Água de Monchique helps Mozambique relief effort

Last Friday’s World Water Day was commemorated by Algarve mineral water company Água de Monchique by giving a €5000 donation to the Portuguese Red Cross cyclone relief effort ongoing in Mozambique.

Hopes were that the example will be taken up by “the rest of the community”.

Said CEO Vítor Hugo Gonçalves handing over his company’s cheque to Francisco George, former boss of the health service and now president of the Portuguese Red Cross: “We elect the day in which we celebrate water, the natural resource essential to life, to make the whole community aware of the opportunity we have to make an individual contribution to help minimize this catastrophe”.

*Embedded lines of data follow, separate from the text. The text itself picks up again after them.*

PR #26, opened 2016-04-06
Unix sockets and script cleanup

spladug:
This does a restructuring of the scripts and then updates the server and healthchecker for UNIX domain socket support. 

Einhorn support for UNIX domain sockets comes in reddit/einhorn#1

:eyeglasses: @dellis23 @ckwang8128 @bsimpson63

### DIFF
--- a/baseplate/requests.py
+++ b/baseplate/requests.py
@@ -15,6 +15,9 @@ import urllib
 import requests.adapters
 import urllib3.connectionpool
 
+# the adapter code below is inspired by similar code in
+# https://github.com/msabramo/requests-unixsocket/blob/master/requests_unixsocket/adapters.py
+# https://github.com/docker/docker-py/blob/master/docker/unixconn/unixconn.py
 
 class _UNIXConnection(urllib3.connectionpool.HTTPConnection):
     def __init__(self, url):
@@ -45,4 +48,5 @@ class _UNIXAdapter(requests.adapters.HTTPAdapter):
 
 
 def add_unix_socket_support(session):
+    """Add support to a Requests session for HTTP over UNIX domain sockets."""
     session.mount("http+unix://", _UNIXAdapter())
--- a/baseplate/requests.py
+++ b/baseplate/requests.py
@@ -1,0 +1,48 @@
+"""Internal helpers for the requests HTTP client library.
+
+This stuff is not stable yet, so it's only for baseplate-internal use.
+
+"""
+from __future__ import absolute_import
+from __future__ import division
+from __future__ import print_function
+from __future__ import unicode_literals
+
+import socket
+import urlparse
+import urllib
+
+import requests.adapters
+import urllib3.connectionpool
+
+
+class _UNIXConnection(urllib3.connectionpool.HTTPConnection):
+    def __init__(self, url):
+        urllib3.connectionpool.HTTPConnection.__init__(self, "localhost")
+        self.url = urlparse.urlparse(url)
+
+    def connect(self):
+        socket_path = urllib.unquote(self.url.netloc)
+
+        self.sock = socket.socket(socket.AF_UNIX, socket.SOCK_STREAM)
+        self.sock.settimeout(1)
+        self.sock.connect(socket_path)
+
+
+class _UNIXConnectionPool(urllib3.connectionpool.HTTPConnectionPool):
+    def __init__(self, url):
+        super(_UNIXConnectionPool, self).__init__(host="localhost")
+        self.url = url
+
+    def _new_conn(self):
+        return _UNIXConnection(self.url)
+
+
+class _UNIXAdapter(requests.adapters.HTTPAdapter):
+    def get_connection(self, url, proxies=None):
+        assert not proxies, "proxies are not supported"
+        return _UNIXConnectionPool(url)
+
+
+def add_unix_socket_support(session):
+    session.mount("http+unix://", _UNIXAdapter())
--- a/baseplate/server/__init__.py
+++ b/baseplate/server/__init__.py
@@ -74,6 +74,23 @@ def configure_logging(debug):
 
 
 def make_listener(endpoint):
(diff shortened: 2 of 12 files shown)


baseplate/server/healthcheck.py
```diff
@@ -0,0 +1,74 @@
+"""Check health of a baseplate service on localhost."""
```
dellis23: I know you're just moving this script, so maybe it's out of scope for this PR, but it'd be nice to have an explanation of what the health checks do, how they should be run, what the output is when they fail, and how they are intended to be used.

baseplate/requests.py
```diff
@@ -0,0 +1,48 @@
...
+
+
+class _UNIXAdapter(requests.adapters.HTTPAdapter):
+    def get_connection(self, url, proxies=None):
+        assert not proxies, "proxies are not supported"
+        return _UNIXConnectionPool(url)
+
+
+def add_unix_socket_support(session):
+    session.mount("http+unix://", _UNIXAdapter())
```
bsimpson63: What's the deal with the "http+unix" protocol, I'm not having any luck googling. Is that a custom convention you're using?

baseplate/server/__init__.py
```diff
@@ -75,7 +75,7 @@ def configure_logging(debug):
 
 def make_listener(endpoint):
     try:
-        fileno = int(os.environ["EINHORN_FDS"])
+        fd_count = int(os.environ["EINHORN_FD_COUNT"])
     except KeyError:
```
dellis23: What's the catch on the `KeyError` for here?  To detect whether or not we're running under einhorn?

baseplate/requests.py
ckwang8128: I also had a bit of trouble with this. AFAICT, it's custom so the custom requests adapter can be mounted and used for it to differentiate from http over INET. 

Adding a comment about this would be good for readability.

baseplate/server/__init__.py
```diff
@@ -83,7 +83,10 @@ def make_listener(endpoint):
         sock.listen(128)
         return sock
     else:
-        return socket.fromfd(fileno, socket.AF_INET, socket.SOCK_STREAM)
+        assert fd_count > 0, "Running under Einhorn  but no sockets were bound."
+        fileno = int(os.environ["EINHORN_FD_0"])
```
dellis23: Why do we use the first fd from einhorn over the others?  Or: what's going on with the fd count and specific fd logic?

baseplate/server/healthcheck.py
```diff
@@ -0,0 +1,74 @@
...
+        url = "http+unix://{path}/health".format(path=quoted_path)
+    else:
+        raise ValueError("unrecognized socket family %r" % endpoint.family)
+
+    session = requests.Session()
+    add_unix_socket_support(session)
+    response = session.get(url, timeout=TIMEOUT)
+    response.raise_for_status()
+    response.json()
+
```
ckwang8128: is there any reason why the thrift and http service checks don't return the same things for healthy and unhealthy? if not, I think consistency would be good (might be out of scope for this). this could also be handled at run_healthchecks.

ckwang8128:
💅

dellis23:
:nail_care: Just some potential comments / documentation things.  Up to you as to which are worthwhile.

baseplate/server/healthcheck.py
spladug: neither returns anything. the scripts either succeed (in which case they return a successful exit code and print out "OK!") or they fail and print out an error (and a fail exit code).

baseplate/server/__init__.py
spladug: I've added a docstring to this function and a few others in this file to hopefully explain the Einhorn logic. Do these answer your questions?

baseplate/server/__init__.py
spladug: (same note as below re: docstrings)

baseplate/requests.py
spladug: I've added some comments/docstrings in this file. Do these answer your questions?

(I'm being deliberately obtuse in comments because I want the code to speak for itself to posterity who might not have this pull request to read)

baseplate/server/healthcheck.py
spladug: totally valid. don't ever hold back on asking for docs/explanation! :)

i've added another file to the docs explaining this tool, does that help?

spladug:
i've added a bunch of docs and done some tweaks. thanks for keeping me on my toes, i definitely got lazy on the docs and clarity in this pull request. :haircut:

baseplate/server/healthcheck.py
ckwang8128: ugh, I forgot python doesn't implicitly return (better explicit than implicit after all...). That makes sense. healthcheck.rst clarifies this as well, thanks!

baseplate/requests.py
ckwang8128: 💯 / 💯

ckwang8128:
🐟

bsimpson63:
:fish:

dellis23:
:fish: Thanks!

docs/cli/healthcheck.rst
```diff
@@ -0,0 +1,34 @@
...
+
+   baseplate-healthcheck2 wsgi /run/myservice.sock
+
+Results
+-------
+
+If the service is healthy, the tool will exit with a status code indicating
+success (0) and print "OK!". If the service is unhealthy, the tool will exit
+with a status code indicating failure (1) and print an error message explaing
+what went wrong.
```
dellis23: Awesome!  Very helpful.

spladug:
0734b29d0c2a3cc72f531cf54f0ab77b270793a2...e563495062e9212a347966006603aca5881ac90c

He said his company also wanted to “leave all those affected (by the cyclone) a message of hope for the future, and for the rebirth of their communities”.

Portugal’s efforts to get aid to Mozambique have been criticised for ‘taking too long to get started’ but there are now all kinds of campaigns and appeals as well as dozens of military and government entities ‘on the ground’ tasked with ‘making a difference’ for the many thousands who lost everything on March 14.

Around 1.7 million lived in the path of the cyclone, with a further 920,000 in Malawi and “many thousands more in Zimbabwe”, say reports which continue to update the death toll.

According to the BBC, the Mozambican government raised its meteorological alert level to “the highest possible” three days before the cyclone struck, “telling people to evacuate threatened areas”, but “many did not respond to (the) warnings or weren’t aware of them”.